As an employee, I’ve had everything from ‘we could care less’, to ‘don’t
program when you’re not at work’, to ‘we own every single thing you do, dream
or think about.’

------
motohagiography
I wouldn't treat it as anything more than a risk assessment, and telling
people just implicates them and makes them responsible.

As a condition of investment, many investors require that companies have
blanket IP ownership over their employees brains.

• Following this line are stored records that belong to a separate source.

PR #749, opened 2025-02-25
fix identifiers, refactor, and fix known issues.

### LINKED ISSUE #714: Identifier format (max length 64 chars, and underscore handling)
The format of the id in a FHIR Library Resource was changed from {libraryName}-{libraryVersion}  to {libraryName} in this PR
- #384 

Please look into why this was needed, since there is a need to have resources with duplicate names but diferent versions

Reopened on 2025-03-04. ID cannot be longer than 64 characters.

richfirely:
- Fixed identifiers as described in ticket
- Had to reintroduce LibrarySet to a few methods to support walking down the libraries to get Related Artifacts and ValueSets.
- Retired Resource.CanonicalUri - will do test removal in cleanup
- Moved ValueSets from parameters to related artifacts

Should ResourceFileNames be left as is or change id to name everywhere. I could see using this generically?


richfirely:
@baseTwo can you give this a once over for general direction approval while I do cleanup and fix build? I'm stopping here so the PR doesn't get too big.

baseTwo (dismissed):

richfirely:
I am going to leave ResourceFileNames as is for now. I think when refine on packaging more items such as valuesets (which would use ID), we can consider another modification later.

baseTwo (approved):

If there is value you generate that doesn't go into your job, that's an
inefficiency managers would be obligated by their role to optimize out. The
good ones would probably rather not know, the worst will using monitoring and
surveillance to find out if there is some additional leverage they can use
against you.

On your way into a job, redline the contract so that any IP ownership clauses
are narrowly defined to the domain of the work so that if your fanfic novel or
interpretive dance show becomes an international phenomenon, your employer
doesn't get an option on the profits.

Be in a position to negotiate those contract clauses on your way into a job,
which means, don't be unemployed, and always maintain a pipeline of
opportunities when you have a job. Regarding the recruiters, you aren't
wasting anyone's time, they can only waste their own with unappealing offers,
so keep those conversations open.

In all the organizations I've been in, the approach to moonlighting was don't
ask, don't tell.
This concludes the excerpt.